▶ **Task brief**
Return exactly the lines below, starting with the one that has "PR #223, opened 2019-05-20" and going on through the one that has "--- a/.circleci/build_lib.sh".

▶ **Supplied data**
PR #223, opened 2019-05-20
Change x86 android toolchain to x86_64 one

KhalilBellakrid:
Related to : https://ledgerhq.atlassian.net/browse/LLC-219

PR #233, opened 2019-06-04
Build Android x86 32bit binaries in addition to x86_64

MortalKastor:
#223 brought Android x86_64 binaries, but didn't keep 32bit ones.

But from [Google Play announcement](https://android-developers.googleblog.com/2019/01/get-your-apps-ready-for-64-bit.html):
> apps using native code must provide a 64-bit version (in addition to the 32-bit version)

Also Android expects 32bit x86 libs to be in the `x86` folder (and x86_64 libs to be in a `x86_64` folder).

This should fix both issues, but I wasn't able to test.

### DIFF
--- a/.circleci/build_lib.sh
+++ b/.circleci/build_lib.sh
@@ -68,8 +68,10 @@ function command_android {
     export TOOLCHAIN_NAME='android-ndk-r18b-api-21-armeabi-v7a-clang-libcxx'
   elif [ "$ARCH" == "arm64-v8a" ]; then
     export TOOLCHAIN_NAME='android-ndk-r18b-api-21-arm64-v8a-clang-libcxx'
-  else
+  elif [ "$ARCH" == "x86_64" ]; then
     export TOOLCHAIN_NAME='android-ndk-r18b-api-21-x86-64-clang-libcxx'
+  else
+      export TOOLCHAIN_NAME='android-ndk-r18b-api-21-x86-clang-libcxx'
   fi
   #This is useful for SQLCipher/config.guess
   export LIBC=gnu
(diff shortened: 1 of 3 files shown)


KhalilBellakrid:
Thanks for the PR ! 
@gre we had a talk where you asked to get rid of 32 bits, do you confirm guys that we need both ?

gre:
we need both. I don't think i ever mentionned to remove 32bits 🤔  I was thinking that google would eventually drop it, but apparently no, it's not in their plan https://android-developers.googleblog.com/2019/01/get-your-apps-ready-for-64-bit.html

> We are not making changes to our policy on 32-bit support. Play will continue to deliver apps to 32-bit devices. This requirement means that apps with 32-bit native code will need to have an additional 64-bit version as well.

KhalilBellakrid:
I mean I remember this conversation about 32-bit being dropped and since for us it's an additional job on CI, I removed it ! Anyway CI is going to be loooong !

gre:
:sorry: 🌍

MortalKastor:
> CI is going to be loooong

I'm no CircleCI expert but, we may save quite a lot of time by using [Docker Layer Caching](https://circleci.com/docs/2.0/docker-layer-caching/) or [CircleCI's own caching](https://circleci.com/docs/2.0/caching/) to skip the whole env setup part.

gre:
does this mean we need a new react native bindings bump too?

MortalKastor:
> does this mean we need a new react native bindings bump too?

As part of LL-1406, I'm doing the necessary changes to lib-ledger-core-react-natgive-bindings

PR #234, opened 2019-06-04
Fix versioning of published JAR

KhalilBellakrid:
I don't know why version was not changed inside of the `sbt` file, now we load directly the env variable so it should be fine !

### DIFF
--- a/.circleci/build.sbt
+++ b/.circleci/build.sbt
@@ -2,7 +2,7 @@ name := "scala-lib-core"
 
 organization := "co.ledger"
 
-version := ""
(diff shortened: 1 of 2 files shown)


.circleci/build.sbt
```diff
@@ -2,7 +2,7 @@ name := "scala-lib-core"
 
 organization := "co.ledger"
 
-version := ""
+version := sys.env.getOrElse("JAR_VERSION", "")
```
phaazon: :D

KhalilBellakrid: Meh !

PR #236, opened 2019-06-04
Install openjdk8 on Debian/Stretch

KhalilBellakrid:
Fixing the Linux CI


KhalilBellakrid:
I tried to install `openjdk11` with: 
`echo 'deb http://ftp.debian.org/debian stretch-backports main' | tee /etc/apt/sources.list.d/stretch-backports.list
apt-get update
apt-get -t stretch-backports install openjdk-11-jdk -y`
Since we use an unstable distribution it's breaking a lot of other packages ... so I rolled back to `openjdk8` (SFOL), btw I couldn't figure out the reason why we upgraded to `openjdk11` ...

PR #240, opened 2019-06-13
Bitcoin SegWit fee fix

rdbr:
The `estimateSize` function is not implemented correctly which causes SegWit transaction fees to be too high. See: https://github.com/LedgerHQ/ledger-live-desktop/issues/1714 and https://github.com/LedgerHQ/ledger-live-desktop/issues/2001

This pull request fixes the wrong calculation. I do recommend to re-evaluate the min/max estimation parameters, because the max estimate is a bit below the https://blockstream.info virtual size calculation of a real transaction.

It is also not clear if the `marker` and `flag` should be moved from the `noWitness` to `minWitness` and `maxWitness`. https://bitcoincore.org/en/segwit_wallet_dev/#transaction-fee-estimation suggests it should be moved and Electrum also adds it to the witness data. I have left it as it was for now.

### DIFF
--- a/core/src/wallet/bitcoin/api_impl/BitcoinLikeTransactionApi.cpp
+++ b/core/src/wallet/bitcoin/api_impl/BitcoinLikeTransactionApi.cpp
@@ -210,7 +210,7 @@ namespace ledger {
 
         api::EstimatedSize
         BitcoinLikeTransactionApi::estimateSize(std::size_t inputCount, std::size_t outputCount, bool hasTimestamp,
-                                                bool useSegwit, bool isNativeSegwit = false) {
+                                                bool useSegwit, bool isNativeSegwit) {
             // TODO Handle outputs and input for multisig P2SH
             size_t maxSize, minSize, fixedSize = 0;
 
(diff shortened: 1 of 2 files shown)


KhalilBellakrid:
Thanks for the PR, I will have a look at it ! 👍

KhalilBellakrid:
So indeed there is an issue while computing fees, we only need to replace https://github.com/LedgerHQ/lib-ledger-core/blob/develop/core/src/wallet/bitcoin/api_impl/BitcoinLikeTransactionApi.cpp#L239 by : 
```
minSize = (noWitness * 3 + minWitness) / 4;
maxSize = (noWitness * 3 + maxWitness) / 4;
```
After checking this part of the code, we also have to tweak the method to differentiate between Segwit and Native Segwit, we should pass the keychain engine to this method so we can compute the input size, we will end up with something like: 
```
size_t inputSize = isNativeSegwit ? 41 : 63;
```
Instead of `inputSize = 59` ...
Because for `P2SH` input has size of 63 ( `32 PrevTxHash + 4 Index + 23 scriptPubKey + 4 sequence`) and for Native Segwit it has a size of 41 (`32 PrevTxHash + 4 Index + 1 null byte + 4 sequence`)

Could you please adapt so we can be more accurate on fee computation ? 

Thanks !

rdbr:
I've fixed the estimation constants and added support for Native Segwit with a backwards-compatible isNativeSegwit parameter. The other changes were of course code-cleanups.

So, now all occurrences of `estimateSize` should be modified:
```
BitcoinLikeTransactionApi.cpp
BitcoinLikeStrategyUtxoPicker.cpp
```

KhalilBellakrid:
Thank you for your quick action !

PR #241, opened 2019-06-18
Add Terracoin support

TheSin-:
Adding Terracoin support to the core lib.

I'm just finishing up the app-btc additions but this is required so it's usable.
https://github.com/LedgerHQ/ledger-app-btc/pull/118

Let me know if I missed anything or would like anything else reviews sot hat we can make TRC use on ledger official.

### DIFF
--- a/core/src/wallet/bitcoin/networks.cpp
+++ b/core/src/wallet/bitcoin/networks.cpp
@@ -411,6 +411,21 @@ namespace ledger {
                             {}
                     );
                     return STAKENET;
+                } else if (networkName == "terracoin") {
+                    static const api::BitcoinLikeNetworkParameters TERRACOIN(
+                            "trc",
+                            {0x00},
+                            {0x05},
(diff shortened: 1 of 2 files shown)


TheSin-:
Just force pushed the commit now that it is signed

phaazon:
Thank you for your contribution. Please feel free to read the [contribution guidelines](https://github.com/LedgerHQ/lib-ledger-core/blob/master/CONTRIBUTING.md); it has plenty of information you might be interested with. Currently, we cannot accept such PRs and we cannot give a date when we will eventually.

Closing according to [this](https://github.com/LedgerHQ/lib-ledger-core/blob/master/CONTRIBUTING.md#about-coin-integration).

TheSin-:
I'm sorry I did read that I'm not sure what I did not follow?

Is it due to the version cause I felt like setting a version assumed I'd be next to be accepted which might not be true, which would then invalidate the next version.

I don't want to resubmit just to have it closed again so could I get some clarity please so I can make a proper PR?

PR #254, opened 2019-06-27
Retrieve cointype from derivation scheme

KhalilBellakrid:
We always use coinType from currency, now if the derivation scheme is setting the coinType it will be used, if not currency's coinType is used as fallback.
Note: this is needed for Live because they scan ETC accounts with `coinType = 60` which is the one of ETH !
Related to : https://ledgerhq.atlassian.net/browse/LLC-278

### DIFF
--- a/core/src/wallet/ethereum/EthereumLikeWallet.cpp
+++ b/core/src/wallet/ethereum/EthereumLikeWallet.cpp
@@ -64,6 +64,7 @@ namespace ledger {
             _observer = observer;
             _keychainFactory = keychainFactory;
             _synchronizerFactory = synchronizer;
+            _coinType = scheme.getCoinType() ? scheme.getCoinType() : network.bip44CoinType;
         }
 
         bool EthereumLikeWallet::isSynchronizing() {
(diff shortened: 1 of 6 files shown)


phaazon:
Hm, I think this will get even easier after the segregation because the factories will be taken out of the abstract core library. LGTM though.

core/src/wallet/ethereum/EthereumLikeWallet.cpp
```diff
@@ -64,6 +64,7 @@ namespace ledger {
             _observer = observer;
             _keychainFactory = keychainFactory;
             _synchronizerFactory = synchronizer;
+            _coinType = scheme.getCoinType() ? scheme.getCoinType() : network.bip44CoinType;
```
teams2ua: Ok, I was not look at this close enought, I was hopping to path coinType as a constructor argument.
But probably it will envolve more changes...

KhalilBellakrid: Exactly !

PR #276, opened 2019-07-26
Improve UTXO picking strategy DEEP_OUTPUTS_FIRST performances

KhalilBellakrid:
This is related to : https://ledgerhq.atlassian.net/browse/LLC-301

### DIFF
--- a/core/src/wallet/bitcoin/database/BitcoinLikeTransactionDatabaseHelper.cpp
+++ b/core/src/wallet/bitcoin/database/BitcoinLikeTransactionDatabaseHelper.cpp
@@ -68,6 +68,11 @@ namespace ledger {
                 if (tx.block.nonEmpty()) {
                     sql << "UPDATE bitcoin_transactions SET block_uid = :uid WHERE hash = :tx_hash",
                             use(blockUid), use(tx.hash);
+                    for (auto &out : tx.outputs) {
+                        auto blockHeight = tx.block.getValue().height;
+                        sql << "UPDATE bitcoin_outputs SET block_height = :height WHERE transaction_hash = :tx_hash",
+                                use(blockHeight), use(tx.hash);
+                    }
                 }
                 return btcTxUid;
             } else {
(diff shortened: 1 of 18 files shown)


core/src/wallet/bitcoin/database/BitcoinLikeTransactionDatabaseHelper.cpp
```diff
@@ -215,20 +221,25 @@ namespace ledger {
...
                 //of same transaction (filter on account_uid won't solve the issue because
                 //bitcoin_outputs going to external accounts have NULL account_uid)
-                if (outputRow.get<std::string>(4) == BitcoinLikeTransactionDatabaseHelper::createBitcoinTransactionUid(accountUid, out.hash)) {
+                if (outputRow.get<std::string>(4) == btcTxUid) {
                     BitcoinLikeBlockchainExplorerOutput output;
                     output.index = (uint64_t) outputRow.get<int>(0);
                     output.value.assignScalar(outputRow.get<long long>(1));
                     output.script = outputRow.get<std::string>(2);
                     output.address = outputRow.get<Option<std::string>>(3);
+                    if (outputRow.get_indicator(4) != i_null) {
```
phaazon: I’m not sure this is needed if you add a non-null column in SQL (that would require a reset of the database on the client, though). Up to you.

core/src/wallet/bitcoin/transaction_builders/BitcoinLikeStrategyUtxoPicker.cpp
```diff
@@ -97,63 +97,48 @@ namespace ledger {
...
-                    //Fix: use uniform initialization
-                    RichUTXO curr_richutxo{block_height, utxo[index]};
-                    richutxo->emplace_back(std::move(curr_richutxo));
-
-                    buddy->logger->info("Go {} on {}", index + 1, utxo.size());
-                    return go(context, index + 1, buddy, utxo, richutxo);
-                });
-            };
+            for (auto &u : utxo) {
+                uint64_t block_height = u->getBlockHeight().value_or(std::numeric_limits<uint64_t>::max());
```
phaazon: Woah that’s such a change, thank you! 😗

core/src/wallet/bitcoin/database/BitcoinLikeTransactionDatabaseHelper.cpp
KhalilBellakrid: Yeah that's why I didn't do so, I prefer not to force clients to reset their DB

...

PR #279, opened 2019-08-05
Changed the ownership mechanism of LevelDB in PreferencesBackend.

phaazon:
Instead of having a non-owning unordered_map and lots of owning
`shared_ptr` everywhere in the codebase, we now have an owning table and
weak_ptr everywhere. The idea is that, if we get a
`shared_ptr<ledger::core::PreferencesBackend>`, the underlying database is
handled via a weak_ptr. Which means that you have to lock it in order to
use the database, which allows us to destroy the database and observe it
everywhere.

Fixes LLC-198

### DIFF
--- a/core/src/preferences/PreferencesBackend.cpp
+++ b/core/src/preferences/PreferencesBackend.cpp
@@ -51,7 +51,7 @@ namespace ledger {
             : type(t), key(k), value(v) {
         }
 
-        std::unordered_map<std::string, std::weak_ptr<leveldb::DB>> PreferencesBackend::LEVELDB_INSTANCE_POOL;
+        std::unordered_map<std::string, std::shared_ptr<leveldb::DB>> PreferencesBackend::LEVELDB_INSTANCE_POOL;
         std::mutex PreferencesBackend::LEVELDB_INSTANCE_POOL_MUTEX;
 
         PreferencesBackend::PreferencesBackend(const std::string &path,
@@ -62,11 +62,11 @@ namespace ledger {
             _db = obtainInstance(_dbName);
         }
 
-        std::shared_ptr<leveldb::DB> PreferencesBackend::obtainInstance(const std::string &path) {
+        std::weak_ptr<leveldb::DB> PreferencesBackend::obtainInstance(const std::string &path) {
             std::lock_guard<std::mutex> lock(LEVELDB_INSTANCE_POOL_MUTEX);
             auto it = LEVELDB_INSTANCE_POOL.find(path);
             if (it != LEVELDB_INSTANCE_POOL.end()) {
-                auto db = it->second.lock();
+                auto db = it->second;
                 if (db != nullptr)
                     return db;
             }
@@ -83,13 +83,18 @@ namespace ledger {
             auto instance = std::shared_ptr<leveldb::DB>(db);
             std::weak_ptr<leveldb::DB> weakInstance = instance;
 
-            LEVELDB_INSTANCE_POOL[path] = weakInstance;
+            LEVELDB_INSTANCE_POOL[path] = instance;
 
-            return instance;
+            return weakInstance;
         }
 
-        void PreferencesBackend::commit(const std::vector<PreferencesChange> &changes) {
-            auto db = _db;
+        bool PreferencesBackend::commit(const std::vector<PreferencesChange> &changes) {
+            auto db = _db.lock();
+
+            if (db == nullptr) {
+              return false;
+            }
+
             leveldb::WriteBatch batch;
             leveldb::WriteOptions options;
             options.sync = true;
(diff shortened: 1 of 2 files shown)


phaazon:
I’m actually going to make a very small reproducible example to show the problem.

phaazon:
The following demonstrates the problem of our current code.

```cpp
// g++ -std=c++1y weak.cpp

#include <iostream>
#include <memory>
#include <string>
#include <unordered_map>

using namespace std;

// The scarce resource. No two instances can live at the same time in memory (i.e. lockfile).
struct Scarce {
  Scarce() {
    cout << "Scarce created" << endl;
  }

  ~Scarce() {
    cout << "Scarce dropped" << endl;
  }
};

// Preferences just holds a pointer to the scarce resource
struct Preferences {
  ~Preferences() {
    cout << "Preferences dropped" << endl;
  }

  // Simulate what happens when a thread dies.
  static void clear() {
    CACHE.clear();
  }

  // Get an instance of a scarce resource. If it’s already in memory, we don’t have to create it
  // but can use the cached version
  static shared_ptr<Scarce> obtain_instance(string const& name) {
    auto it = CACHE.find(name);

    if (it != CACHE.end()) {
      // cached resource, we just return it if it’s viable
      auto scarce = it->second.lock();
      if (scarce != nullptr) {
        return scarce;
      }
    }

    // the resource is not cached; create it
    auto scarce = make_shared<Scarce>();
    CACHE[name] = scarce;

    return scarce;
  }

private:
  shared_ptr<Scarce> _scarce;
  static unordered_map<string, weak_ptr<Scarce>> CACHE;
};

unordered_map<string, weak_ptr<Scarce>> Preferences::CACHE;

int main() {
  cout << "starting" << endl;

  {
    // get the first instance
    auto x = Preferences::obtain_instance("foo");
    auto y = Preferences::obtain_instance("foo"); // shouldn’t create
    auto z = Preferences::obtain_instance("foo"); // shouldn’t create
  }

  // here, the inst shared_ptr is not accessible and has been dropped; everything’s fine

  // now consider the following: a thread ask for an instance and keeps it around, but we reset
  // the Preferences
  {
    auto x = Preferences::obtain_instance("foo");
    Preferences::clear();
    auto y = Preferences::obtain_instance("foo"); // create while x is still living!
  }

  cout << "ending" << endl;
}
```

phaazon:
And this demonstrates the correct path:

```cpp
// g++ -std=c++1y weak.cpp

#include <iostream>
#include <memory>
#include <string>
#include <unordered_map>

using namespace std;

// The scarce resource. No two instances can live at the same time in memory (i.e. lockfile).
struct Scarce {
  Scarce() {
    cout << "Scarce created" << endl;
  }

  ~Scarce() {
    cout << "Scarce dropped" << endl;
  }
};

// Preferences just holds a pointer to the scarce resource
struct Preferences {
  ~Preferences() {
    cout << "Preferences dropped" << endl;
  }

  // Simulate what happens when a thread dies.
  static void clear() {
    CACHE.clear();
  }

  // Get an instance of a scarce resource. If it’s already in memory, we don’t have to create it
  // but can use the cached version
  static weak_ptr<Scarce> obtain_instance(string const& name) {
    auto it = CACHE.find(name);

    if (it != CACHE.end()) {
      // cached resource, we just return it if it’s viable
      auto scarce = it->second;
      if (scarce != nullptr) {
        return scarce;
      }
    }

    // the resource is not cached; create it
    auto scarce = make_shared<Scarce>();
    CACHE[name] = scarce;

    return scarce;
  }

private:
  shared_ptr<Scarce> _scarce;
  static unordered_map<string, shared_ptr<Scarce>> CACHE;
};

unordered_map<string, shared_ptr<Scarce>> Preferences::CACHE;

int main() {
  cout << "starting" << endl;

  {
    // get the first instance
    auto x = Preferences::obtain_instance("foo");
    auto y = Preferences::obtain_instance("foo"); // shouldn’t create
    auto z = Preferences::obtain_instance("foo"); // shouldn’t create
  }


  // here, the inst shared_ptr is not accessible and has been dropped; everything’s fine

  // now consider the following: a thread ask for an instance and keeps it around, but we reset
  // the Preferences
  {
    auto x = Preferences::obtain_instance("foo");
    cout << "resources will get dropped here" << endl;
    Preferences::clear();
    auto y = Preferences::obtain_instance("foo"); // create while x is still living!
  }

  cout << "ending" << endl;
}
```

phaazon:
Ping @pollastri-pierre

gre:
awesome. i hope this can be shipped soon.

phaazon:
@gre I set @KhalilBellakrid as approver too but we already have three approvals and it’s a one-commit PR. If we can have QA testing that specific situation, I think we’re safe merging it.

▶ **Your response**
PR #223, opened 2019-05-20
Change x86 android toolchain to x86_64 one

KhalilBellakrid:
Related to : https://ledgerhq.atlassian.net/browse/LLC-219

PR #233, opened 2019-06-04
Build Android x86 32bit binaries in addition to x86_64

MortalKastor:
#223 brought Android x86_64 binaries, but didn't keep 32bit ones.

But from [Google Play announcement](https://android-developers.googleblog.com/2019/01/get-your-apps-ready-for-64-bit.html):
> apps using native code must provide a 64-bit version (in addition to the 32-bit version)

Also Android expects 32bit x86 libs to be in the `x86` folder (and x86_64 libs to be in a `x86_64` folder).

This should fix both issues, but I wasn't able to test.

### DIFF
--- a/.circleci/build_lib.sh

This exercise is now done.